# question about optional titling classes???



## roxanness (May 29, 2009)

No, you do not need to do the classes in order. As far as I know, you can enter Versatility at any time you feel your dog is ready as it is "open to all dogs".


----------



## hotel4dogs (Sep 29, 2008)

thanks! I was hoping we wouldn't have to back up thru all the other levels !


----------



## Titan1 (Jan 19, 2010)

hotel4dogs said:


> I looked in the rule book but couldn't find the answer (although I'm sure it's there), so I thought I'd ask the obedience gurus on the forum  .
> Do you have to do the optional titling classes in order? Specifically, I'd like to, at some point, enter Tito in Versatility, do I need to do beginner novice, graduate novice, graduate open in order first? It would seem a bit silly to put a UDX dog in BN....
> Thanks


LOL.. I sure hope not because Titan is showing in Versatility next weekend..
I did check and I am safe!


----------



## hotel4dogs (Sep 29, 2008)

OMG, I'd die laughing to see Titie Pants in beginner novice, LOLOL.
Next question....is there an easy way to find out which shows offer Versatility???


----------



## Titan1 (Jan 19, 2010)

hotel4dogs said:


> OMG, I'd die laughing to see Titie Pants in beginner novice, LOLOL.
> Next question....is there an easy way to find out which shows offer Versatility???


That would be pretty funny.. Not sure what he would think of sitting while I walk all around the ring. After I signed up the the show I figured I better read up on what all is in there.. :doh: I have not done a stand for exam in 6 years! So guess what we have been practicing..

They show in the premiums and I am not sure if you can search AKc for that yet.


----------



## Stretchdrive (Mar 12, 2011)

My son will be showing one of my dogs in Beginner Novice eventually. The thing I do not like though is that after he titles the dog(Rivet), he will be forced out of the class. I wish they had more for juniors in AKC! I hate to think of him being forced from easy stuff like Beginner Novice, and Grad Novice, straight into Open B! The Beginner Novice classes that I have seen at most shows is terrible, to the point of making me want to puke!! Dogs having no idea how to heel, and handlers adjusting their pace, and popping the dogs, and then getting a 197:gotme:

I am excited to do versatility though!! Will probably do it this spring.


----------



## Megora (Jun 7, 2010)

Stretchdrive said:


> The Beginner Novice classes that I have seen at most shows is terrible, to the point of making me want to puke!! Dogs having no idea how to heel, and handlers adjusting their pace, and popping the dogs, and then getting a 197:gotme:


That's actually what I've seen with the rally novice classes and even advanced and excellent (hopefully will go away with the 2012 rule changes). I think I mentioned how stunned I felt that our first rally trial when we went through the course and made a lot of errors because of my guy being thrown off by a high pitched electric drone from the speakers... and we still got a semi decent score and placed.  

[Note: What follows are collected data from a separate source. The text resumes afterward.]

PR #489, opened 2024-11-28
feat: support watch `rslib.config` to rebuild

9aoy:
## Summary

image

image

## Related Links

closes: https://github.com/web-infra-dev/rslib/issues/138

## Checklist

- [ ] Tests updated (or not required).
- [ ] Documentation updated (or not required).

PR #494, opened 2024-11-29
fix: lazy import chokidar

9aoy:
## Summary

https://github.com/web-infra-dev/rslib/pull/489

## Checklist

### DIFF
--- a/packages/core/src/cli/restart.ts
+++ b/packages/core/src/cli/restart.ts
@@ -1,5 +1,4 @@
 import path from 'node:path';
-import chokidar from 'chokidar';
 import { color, debounce, isTTY } from '../utils/helper';
 import { logger } from '../utils/logger';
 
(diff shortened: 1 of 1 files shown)


packages/core/src/cli/restart.ts
```diff
@@ -11,11 +10,12 @@ export async function watchFilesForRestart(
     return;
   }
 
+  const chokidar = await import('chokidar');
+
   const watcher = chokidar.watch(files, {
     ignoreInitial: true,
     // If watching fails due to read permissions, the errors will be suppressed silently.
     ignorePermissionErrors: true,
-    ignored: ['**/node_modules/**', '**/.git/**', '**/.DS_Store/**'],
```
fi3ework, line 18: Why ignored is removed here, I think we need to do glob manually due to https://github.com/paulmillr/chokidar#upgrading.

9aoy: This method is only used to watch config files. Currently, there is no scenario requirement for glob and ignored.

fi3ework (approved):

Beginner Novice though... I haven't seen anything that bad. The ones I've seen actually look better trained (handler and dog) than some novice A classes I've watched. I mean the dogs are on leash, but... I actually feel hopeful for obedience watching some BN classes. Or maybe I'm being optimistic.  

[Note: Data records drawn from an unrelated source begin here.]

PR #507, opened 2024-12-02
chore: use `resolve.alias` instead of `source.alias`

Timeless0911:
## Summary

We need to update docs in https://lib.rsbuild.dev/config/rsbuild/source#sourcealias in the future, the Rsbuild docs of `resolve.alias` and `resolve.aliasStrategy` is not ready now.

## Related Links

feat: add resolve.alias and deprecate source.alias by @chenjiahan in https://github.com/web-infra-dev/rsbuild/pull/4098

## Checklist


chenjiahan (approved):
👍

And I semi thought that the judges are a bit fiercer than with novice as far as taking points off for every forge, leash tightening, lag, "wide" heeling... because there are fewer exercises they are judging on? So they have a magnifying glass on and feel free to really pick-pick-pick points off? 

Like when we did novice B three times last year, checking out our score sheets - we got two 198 scores and one 196 score (which is when I actually did a correction in the ring because Jacks was grabbing my clothes during the f8). Of course we nq'd on the stays, but still we did twice as much heeling in novice as we did in BN, twice as many exercises... but we lost fewer points in regular novice than we did in BN. <- And I don't really think we heeled any differently in BN than we did in novice last year. Heeling has always been our strongest exercise... even with BN and that fangled mile long leash they force us to use.


----------



## hotel4dogs (Sep 29, 2008)

Susan, do you have any UKC clubs near you? They offer similar obedience, but are much more Jr. friendly!


----------



## Stretchdrive (Mar 12, 2011)

hotel4dogs said:


> Susan, do you have any UKC clubs near you? They offer similar obedience, but are much more Jr. friendly!

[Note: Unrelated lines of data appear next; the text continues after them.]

Issue #499, opened 2024-11-29
[Bug]: Target "node" output a static folder with bad exports


patricklafrance:
### Version

```sh
System:
    OS: Windows 11 10.0.22631
    CPU: (20) x64 13th Gen Intel(R) Core(TM) i7-13700H
    Memory: 8.92 GB / 31.62 GB
  Browsers:
    Edge: Chromium (127.0.2651.74)
    Internet Explorer: 11.0.22621.3527
```

### Details

I am using version `0.1.0` of Rslib.

When my config has `target: "node"`, Rslib seems to output a `static/assets/index.ts` file. My project doesn't include any assets. The content of this `static/assets/index.ts` match the content of the `src/index.ts` file:

```ts
export * from "./defineConfig.ts";
export * from "./exports.ts";
```

Here's my Rslib config:

```ts
export default defineConfig({
    lib: [{
        format: "esm",
        syntax: "esnext",
        bundle: true,
        dts: {
            bundle: true
        }
    }],
    source: {
        entry: {
            index: "./src/index.ts",
            sharedDependenciesResolutionPlugin: "./src/sharedDependenciesResolutionPlugin.ts",
            nonCacheableRemoteEntryPlugin: "./src/nonCacheableRemoteEntryPlugin.ts"
        }
    },
    output: {
        target: "node",
        distPath: {
            root: "./dist"
        },
        cleanDistPath: true,
        minify: false
    },
    tools: {
        htmlPlugin: false
    }
});
```

![Image](https://github.com/user-attachments/assets/ebb256cc-fd50-49d4-960f-4ee60505d092)

![Image](https://github.com/user-attachments/assets/af61d2af-2abc-4b82-8750-2b05e3b60f02)

### Reproduce Steps

- `rslib build`

Timeless0911:
Can you provide a reproduction demo? This behaviour seems a bit strange.

patricklafrance:
Here's the repro: https://github.com/patricklafrance/rslib-issue-499-repro

fi3ework:
We'have inspected it's due to this PR of Rsbuild https://github.com/web-infra-dev/rsbuild/pull/4011, which is not applicable for lib scenario. We'll make a quick fix.

elecmonkey:
Hello. Rslib 1.0 has been officially released, and it includes a breaking change that affects the code mentioned in your issue. You can use `/* rspackIgnore: true */` to skip processing that specific `new URL`.

[...]

PR #509, opened 2024-12-02
fix(esm): disable module.parser.javascript.url

fi3ework:
## Summary

Fix https://github.com/web-infra-dev/rslib/issues/499.

Disable `module.parser.javascript.url` as it's rarely used in library build scenario.

## Checklist


Timeless0911:
Why is this case be named `format`

packages/core/src/config.ts
```diff
@@ -612,6 +613,19 @@ const composeFormatConfig = ({
   }
 };
 
+const formatRsbuildPlugin = (): RsbuildPlugin => ({
```
Timeless0911, line 616: Does modify `module.parser.javascript.url` not takes effect?

fi3ework: it will affect less url parsing.

Timeless0911: @SoonIter

Timeless0911: https://github.com/web-infra-dev/rslib/actions/runs/12115926632/job/33775293755?pr=509

Timeless0911 (approved):

PR #516, opened 2024-12-04
fix(create-rslib): set tsconfig jsx to `react-jsx`

chenjiahan:
## Summary

React >= 17 should use `react-jsx` instead of `react`.

image

## Related Links

https://www.typescriptlang.org/tsconfig/#jsx

## Checklist


fi3ework (commented):
This was for compatibility reasons. As we didn't require a minimal `react >= 16.14.0` in peer dep. https://github.com/web-infra-dev/rslib/blob/c3857eb19ab801b8fe96d715349b4c08adc1c35f/examples/react-component-bundle/rslib.config.ts#L32 need to be updated alongside.

I checked some mainstream React libraries:

- antd: classic
- @tanstack/react-query: automatic
- react-router: classic
- mobx-react: classic
- framer-motion: automatic

I believe moving to the new JSX runtime for new libraries is a positive step. This change can help avoid potential migration costs in the future.

chenjiahan:
Agreed, I have updated `rslib.config.*` to match with 'react-jsx`.

fi3ework (approved):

There are some up in the Twin Cities 60 miles north of here. I have actually been holding off titling Rivet in UKC Novice, so Clayton can actually do Sub Novice, and title him in Novice. Clayton did Sub Junior showmanship a couple years ago in UKC. He liked it, even though Rivet was kinda naughty(Rivet is a squirrly boy!). I was also thinking Clayton could do altered breed for the fun of it with Rivet. Clayton is in 4-H this year, but now I need to see if he will be disqualified from the dog project, since he takes professional obedience lessons. I am hoping he will not be, but you never know.


----------



## JDandBigAm (Aug 25, 2008)

Have you thought about letting him get the BN title and then go into Rally Nov.? That would giive him more ring experience and maybe fun matches in your area would be good too.
I accidently did a correction on the figure 8 in my first show and just about melted into the ground. However, it straightened my dog right up for the rest of our ring time.  It is sure harder I think, being an older adult and showing for the first time in obedience.


----------



## Stretchdrive (Mar 12, 2011)

Happy said:


> Have you thought about letting him get the BN title and then go into Rally Nov.? That would giive him more ring experience and maybe fun matches in your area would be good too.
> I accidently did a correction on the figure 8 in my first show and just about melted into the ground. However, it straightened my dog right up for the rest of our ring time.  It is sure harder I think, being an older adult and showing for the first time in obedience.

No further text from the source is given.